Le rapport s’inscrit dans la continuité d’enquêtes locales menées depuis plusieurs années dans des villes comme Rotherham, Rochdale et Telford, qui avaient déjà mis au jour des schémas identiques. Des groupes d’hommes adultes ciblaient des adolescentes vulnérables, parfois dès l’âge de 11 ans, les séduisant par des cadeaux, de l’alcool et des drogues avant de les soumettre à des violences sexuelles répétées, à la traite et à la maltraitance dans le cadre de réseaux organisés.
La conspiration du silence
L’une des accusations les plus lourdes du rapport est celle d’un « silence systémique » institutionnel. Selon les auteurs, des agents de l’État — policiers, travailleurs sociaux, élus locaux — ont délibérément choisi de ne pas agir, par crainte d’être perçus comme racistes s’ils pointaient l’appartenance ethnique des suspects.

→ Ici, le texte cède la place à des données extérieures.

Issue #54, opened 2019-02-05
Syntax highlighting in BUILD files


laurentlb:
I don't get syntax highlighting only in `BUILD` files (language mode defaults to "Plain text").
If I rename my file to `BUILD.bazel`, the syntax highlighting turns on.

allevato:
`BUILD` files should be recognized since they're listed in the package.json file here: https://github.com/bazelbuild/vscode-bazel/blob/master/package.json#L152

If you invoke the "Developer: Toggle Developer Tools" command, do you see anything in the console log that would indicate what might be happening?

laurentlb:
No - no message in the console.

Features like "Format document" and the target overlay are working.

allevato:
In the bottom-right area of the status bar, there should be a language identifier. Does it say "Starlark" or "Plain Text"? And if it's the latter, does changing it to "Starlark" fix it?

laurentlb:
It says "Plain Text". Changing it to "Starlark" fixes it.

allevato:
Puzzling. I'm not sure what would cause your workspace to have a different configuration for those particular files, unless you had another extension installed that was colliding with ours, or if there was some other old state interfering with it.

It would be interesting to know if this happens on a completely fresh VS Code + vscode-bazel install.

laurentlb:
I've disabled all other extensions. The extension was just installed:

```
Name: vscode-bazel
Id: bazelbuild.vscode-bazel
Description: Bazel BUILD integration
Version: 0.1.0
Publisher: The Bazel Team
VS Marketplace Link: https://marketplace.visualstudio.com/items?itemName=bazelbuild.vscode-bazel
```
and VS Code looks up-to-date:
```
Version: 1.30.2
Commit: 61122f88f0bf01e2ac16bdb9e1bc4571755f5bd8
Date: 2019-01-07T22:49:48.319Z
Electron: 2.0.12
Chrome: 61.0.3163.100
Node.js: 8.9.3
V8: 6.1.534.41
OS: Linux x64 4.18.10-1rodete2-amd64
```

If you have any other idea, I can investigate tomorrow.

allevato:
@laurentlb, did you ever have any luck resolving this?

jxramos:
My experience is inverted. I'm on a macos.

I'm finding that *.bazel files are not syntax highlighted by default but BUILD files render fine.

[...]

PR #195, opened 2020-04-30
syntaxes: synchronize fileTypes with those indicated in package.json

slimsag:
This synchronizes the fileTypes in the syntax (which is more correct and helps those trying to use the syntax outside of VS Code) with those indicated in package.json

Note: In the case of `BUILD`, for example, which is not an extension, modern interpreters for tmLanguage support non-extension filenames here per https://forum.sublimetext.com/t/tmlanguage-and-filename-patterns/383

### DIFF
--- a/syntaxes/starlark.tmLanguage.json
+++ b/syntaxes/starlark.tmLanguage.json
@@ -9,7 +9,7 @@
         "star",
         "BUILD.bazel",
         "WORKSPACE",
-        "WORKSPACE.bazel",
+        "WORKSPACE.bazel"
     ],
     "patterns": [
         {
--- a/syntaxes/starlark.tmLanguage.json
+++ b/syntaxes/starlark.tmLanguage.json
@@ -2,10 +2,15 @@
     "name": "Starlark",
     "scopeName": "source.starlark",
     "fileTypes": [
+        "BUILD",
+        "WORKSPACE",
         "bzl",
+        "sky",
         "star",
         "build_defs",
-        "BUILD"
+        "BUILD.bazel",
+        "WORKSPACE",
+        "WORKSPACE.bazel",
     ],
     "patterns": [
         {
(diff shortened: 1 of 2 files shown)


syntaxes/starlark.tmLanguage.json
```diff
@@ -2,7 +2,10 @@
     "name": "Starlark",
     "scopeName": "source.starlark",
     "fileTypes": [
-        "bzl"
+        "bzl",
+        "star",
+        "build_defs",
```
laurentlb, line 7: I don't think `build_defs` is used.

slimsag: In specific, https://please.build/ declares build_defs files in Starlark/bazel syntax

slimsag:
@allevato that makes sense, and thanks for pointing me to that package.json!

I'm actually consuming `syntaxes/starlark.tmLanguage.json` outside of VS Code, since it appears to be the most well-maintained tmLanguage definition for Bazel's Starlark syntax.

In specific, I am consuming it in [syntect_server](https://github.com/sourcegraph/syntect_server) which is what we use at Sourcegraph for syntax highlighting and `fileTypes` in the syntax is to associate with specific files and also what is used if anyone in other editors (e.g. Sublime, etc) would discover similarly. So this change is actually to [improve Bazel highlighting in Sourcegraph](https://github.com/sourcegraph/sourcegraph/issues/8123) in specific.

I'll update package.json and starlark.tmLanguage.json to reflect the same set of filenames and extensions, which is definitely more correct -- but I cannot comment on whether it solves #54 specifically

slimsag:
Updated, please take a look and let me know what you think!

slimsag:
Makes sense, I've gone ahead and removed build_defs -- PTAL

slimsag:
I've also updated the PR description and title to reflect what this change actually does now.

allevato:
@googlebot rescan (just to make the bot status go green)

Des comités d’enquête locaux antérieurs avaient déjà établi que des fonctionnaires avaient reçu l’instruction de ne pas mentionner les origines ethniques des auteurs. Le rapport fait état de défaillances persistantes et d’une réponse institutionnelle tardive à une phénomène dont l’ampleur réelle, selon les estimations présentées, dépasse largement ce qui a été officiellement documenté à ce jour. L’estimation de 250 000 victimes repose sur des projections statistiques à partir de cas recensés dans différentes collectivités locales — et non sur un dénombrement individuel.
Kier Starmer, le Premier ministre, avait annoncé dans le passé la création d’une enquête nationale officielle sur le sujet. Des voix critiques dénoncent des délais excessifs dans la mise en œuvre de cet engagement.
La tension dans les rues
La publication du rapport a immédiatement enflammé le débat public et les réseaux sociaux. Le 20 juin, un homme britannique a poignardé cinq musulmans, affirmant avoir agi parce que, selon ses propres termes, « nos filles se font violer par des musulmans ». L’incident est survenu dans un contexte de très forte agitation politique et médiatique directement liée à la publication du rapport.
Cette tragédie illustre le danger d’une société où des vérités longtemps tues finissent par provoquer des explosions de violence dans la rue. Pour de nombreux observateurs britanniques, le scandale des gangs de grooming n’est pas simplement une affaire criminelle : c’est le symptôme d’un échec civilisationnel profond, celui d’une culture politique qui a choisi le silence au détriment des victimes les plus fragiles.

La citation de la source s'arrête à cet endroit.